## Stored items
● ● ● ●

PR #108, opened 2018-06-15
Add Email-Templates Management API endpoints

lbalmaceda:


auth0/v3/management/email_templates.py
```diff
@@ -0,0 +1,65 @@
...
+        telemetry (bool, optional): Enable or disable Telemetry
+            (defaults to True)
+    """
+
+    def __init__(self, domain, token, telemetry=True):
+        self.domain = domain
+        self.client = RestClient(jwt=token, telemetry=telemetry)
+
+    def _url(self, id=None):
+        url = 'https://%s/api/v2/email-templates' % self.domain
```
joshcanhelp: Just curious ... is this `sprintf`-type replacement more common than string interpolation in Python? Or is this just a convention for this SDK?

auth0/v3/management/email_templates.py
```diff
@@ -0,0 +1,65 @@
...
+        if id is not None:
+            return url + '/' + id
+        return url
+
+    def create(self, body):
+        """Create a new email template.
+
+        Args: 
+           body (dict): Attributes for the new email template.
```
joshcanhelp: Might be good to mention the required params. Saw your Jira note about this not being a convention here but could start with this endpoint? Not a show-stopper.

● ● ● ●

## WHAT NEEDS TO BE DONE
Write all the entries again precisely as they were given.

## OUTPUT
PR #108, opened 2018-06-15
Add Email-Templates Management API endpoints

lbalmaceda:


auth0/v3/management/email_templates.py
```diff
@@ -0,0 +1,65 @@
...
+        telemetry (bool, optional): Enable or disable Telemetry
+            (defaults to True)
+    """
+
+    def __init__(self, domain, token, telemetry=True):
+        self.domain = domain
+        self.client = RestClient(jwt=token, telemetry=telemetry)
+
+    def _url(self, id=None):
+        url = 'https://%s/api/v2/email-templates' % self.domain
```
joshcanhelp: Just curious ... is this `sprintf`-type replacement more common than string interpolation in Python? Or is this just a convention for this SDK?

auth0/v3/management/email_templates.py
```diff
@@ -0,0 +1,65 @@
...
+        if id is not None:
+            return url + '/' + id
+        return url
+
+    def create(self, body):
+        """Create a new email template.
+
+        Args: 
+           body (dict): Attributes for the new email template.
```
joshcanhelp: Might be good to mention the required params. Saw your Jira note about this not being a convention here but could start with this endpoint? Not a show-stopper.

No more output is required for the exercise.